Thanks for the warm welcomes and for the name ideas. My husband wants to use the name Y-knot acres but I don't really like that so I was looking for some other ideas. We have had goats for a few months now. I come here often and read the forums. I need all the help I can get. Thanks again for the ideas. I will let you know what we decide.


----------



## PNP Katahdins (Oct 28, 2008)

Sweetgum Swamp Dairy Goats, because you probably won't stop at one breed like so many others here. Just Sweetgum Swamp on the papers, though.

Peg


----------



## beccachow (Nov 8, 2008)

Second for Sweetgum Swamp. PNP beat me to it!!! Great minds think alike .

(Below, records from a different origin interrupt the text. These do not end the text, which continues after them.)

PR #966, opened 2026-07-30
fix(files): defer and degrade workspace search

### LINKED ISSUE #965: Prompt mount eagerly scans large workspaces and file-search timeout becomes a global frontend error
## Summary

Mounting the session prompt immediately starts an empty-query `GET /workspace/files/search`, even when the user has not opened the `@file` picker. On large workspaces, path enrichment can exceed its 20-second timeout. The backend returns 500, and the frontend surfaces the response through the global error boundary as `UnknownError: Internal server error`.

This was observed immediately after enabling a Clarus account, but Clarus itself connected successfully. The channel config PATCH returned 200 and the Clarus runtime connected; the actual failing route was workspace file search.

## Evidence

Current `dev`: `6d88486f8`

Workspace involved:

- approximately 21 GB
- approximately 45,000 files

Server evidence:

```text
GET /workspace/files/search status=500 duration=20227
error=The operation timed out.

PATCH /config/domains/channels status=200 duration=40
channelType=clarus ... channel connected

GET /workspace/files/search status=500 duration=20211
error=The operation timed out.
```

Frontend symptom:

```text
Error: Unknown error
Caused by:
UnknownError
Internal server error
```

## Root cause

`useFilteredList()` creates its resource immediately. The prompt's `@file` provider passes an async item source, so mounting `PromptInput` calls `searchFilesAndDirectories("")` before the picker is used.

The backend then:

1. builds or refreshes the workspace file index;
2. selects the first page for the empty query;
3. enriches every result with filesystem metadata and Git status;
4. races enrichment against a 20-second abort signal;
5. lets the abort rejection escape, producing HTTP 500.

A settings/config refresh can remount or refocus the session UI, making this unrelated file-search failure look like the setting change broke the frontend.

## Expected behavior

- Prompt mount should not scan workspace files until the `@file` picker is actually activated.
- A file-search enrichment timeout should return a bounded/truncated response or a route-local recoverable error, not crash the page through the global error boundary.
- Enabling a channel should not appear to break unrelated session pages.

## Proposed minimal fix

1. Lazily activate the prompt's async `@file` source on first picker input rather than on hook creation.
2. Make file-result enrichment bounded and timeout-tolerant; reuse a single Git status snapshot instead of resolving Git status independently for every result.
3. Add focused tests for lazy async-list activation and timeout-safe file search.

No concurrency reduction or workspace-size restriction is proposed.

marzich:
## Summary

- defer the prompt `@file` async source until the picker is actually activated
- reuse one Git status snapshot while enriching file-search results
- degrade internal enrichment timeouts to basic truncated results instead of HTTP 500
- preserve caller-driven abort behavior

Fixes #965.

## Changes

| Area | Change |
|---|---|
| `packages/ui` | Add an opt-in `deferInitialLoad` mode to `useFilteredList`, with a browser-runtime regression test |
| `packages/app` | Enable deferred loading for prompt `@file` suggestions |
| `packages/synergy` | Bound file metadata enrichment, reuse `statusMap()`, and return basic results on internal timeout |
| tests | Cover deferred activation, external cancellation, and timeout degradation |

## Verification

- `bun test test/workspace-file/service.test.ts` (24 passed)
- `bun test --conditions=browser ./test/hooks/use-filtered-list.test.tsx` (1 passed)
- `bun run typecheck` (11 packages passed)
- focused Prettier check passed
- focused oxlint passed
- `bun run --cwd packages/app build` passed (6,842 modules)
- production service restarted successfully; Tailscale HTTP endpoint returned 200
- file search in the observed ~21 GB workspace returned HTTP 200 in 0.56 s
- Clarus channel reconnected successfully after restart

## Scope

The PR does not include local sandbox environment overrides, configuration changes, or audit worktrees.

### DIFF
--- a/docs/architecture/workspace-and-files.md
+++ b/docs/architecture/workspace-and-files.md
@@ -43,7 +43,7 @@ Search has three independent modes:
 
 File-index scans consume and retain at most 50,000 complete paths, deduplicate retained paths, preserve results collected before a subprocess output limit or scan timeout, and mark the search response as truncated whenever a bound is reached. A workspace that is too large for one bounded index scan therefore returns partial file matches instead of failing the route with a 500 response or retaining an output-sized object graph indefinitely.
 
-File-result path enrichment has its own finite timeout and races caller cancellation. A stalled shared VCS status lookup therefore cannot keep a canceled file search pending indefinitely.
+File-result path enrichment has its own finite timeout and fails open to the complete basic path results when optional metadata is unavailable. Caller cancellation still propagates, while `truncated` remains reserved for an incomplete index or result page.
 
 The classic debug file search is lazy and reuses this same bounded project index. Starting a project Scope does not launch a second fire-and-forget repository scan.
 
--- a/packages/app/src/components/prompt-input/prompt-input.tsx
+++ b/packages/app/src/components/prompt-input/prompt-input.tsx
@@ -1222,6 +1222,7 @@ export const PromptInput: Component<PromptInputProps> = (props) => {
       const paths = await files.searchFilesAndDirectories(query)
       return paths.map((path): AtOption => ({ type: "file", path, display: path }))
     },
+    deferInitialLoad: true,
     key: atKey,
     filterKeys: ["display"],
     onSelect: handleAtSelect,
--- a/packages/app/src/components/prompt-input/submit.ts
+++ b/packages/app/src/components/prompt-input/submit.ts
@@ -29,6 +29,7 @@ import {
   formatSessionPreview,
   formatSessionReference,
   inlineLength,
+  inlineText,
   SESSION_PREVIEW_MAX_MESSAGES,
 } from "./content"
 import { setCursorPosition } from "./editor-dom"
@@ -924,7 +925,7 @@ export function usePromptSubmit(input: PromptSubmitInput) {
     const textPart = {
       id: Identifier.ascending("part"),
       type: "text" as const,
-      text,
+      text: inlineText(currentPrompt),
     }
     const requestParts = [
       textPart,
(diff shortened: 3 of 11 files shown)


yzxoi:
Thanks for the fix — the issue and the two-layer direction are valid: the prompt should not trigger a workspace search before the user invokes `@`, and optional file-result enrichment must not turn a path search into an HTTP 500.

I found a few issues that should be addressed before merging:

1. `useFilteredList.onInput()` activates the resource before updating the filter. A first non-empty input such as `foo` therefore starts both `""` and `"foo"` searches. The empty request is not canceled and can race the real query on a cold workspace index.
2. The `statusMap()` refactor is not needed. `WorkspaceFileStatusCache` already shares one in-flight status build across per-item `statusForPath()` calls, so this does not reduce the expensive Git work. It also introduces two regressions: empty result pages still run the full status lookup, and non-timeout status failures now escape the existing `maybeNode()` fail-open boundary as HTTP 500s.
3. The new browser-only UI test classification uses `path.join()` while matching POSIX path literals, so the test runs in the wrong Solid condition on Windows.

I’m going to push a follow-up that:

- keeps the opt-in deferred initial load;
- updates the filter before activating the resource and adds a first-non-empty-input regression test;
- restores the original `maybeNode()`/status-cache flow and adds only the minimal timeout fail-open wrapper around optional enrichment;
- keeps caller cancellation propagating;
- preserves `truncated` for actual result/index truncation rather than missing optional metadata;
- fixes the UI test runner to use POSIX logical paths;
- adds coverage for ordinary enrichment failure and timeout fallback.

yzxoi (approved):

Welcome aboard the Goat Obsession Train. These folks are goat crazy. Not me, I can stop any time I want to. :heehee:


----------



## Donna1982 (Jun 14, 2011)

I personally like Y Knot. That is really cool. Don't feel bad we have had goats for awhile and we still can't pick one. As for right now its ItHappens. I can see it changing again though.


----------



## HappyFarmer (Jun 17, 2006)

I like Y Not also.

I don't like the word swamp - only because swamps & goat hooves do not get along well, stupid thought on my part I know.

HF


----------



## cyarbrough115 (Nov 8, 2011)

Y Knot is already being used so I can't use that one. Finging a herd name is more difficult than I thought it would be. My husband is also in the military so maybe a name that references that or is patriotic.


----------



## NataliaTwoDoes (Mar 24, 2011)

lol okay I like the name game, its fun 
Here are a few more attempts

Semper Fidelis Farm (for your marines)
Hooorah Hill or Hoorah Heaven farm (for your army boys and airforce)
Fair Winds Ranch(for your navy)


----------



## Donna1982 (Jun 14, 2011)

cyarbrough115 said:


> Y Knot is already being used so I can't use that one. Finging a herd name is more difficult than I thought it would be. My husband is also in the military so maybe a name that references that or is patriotic.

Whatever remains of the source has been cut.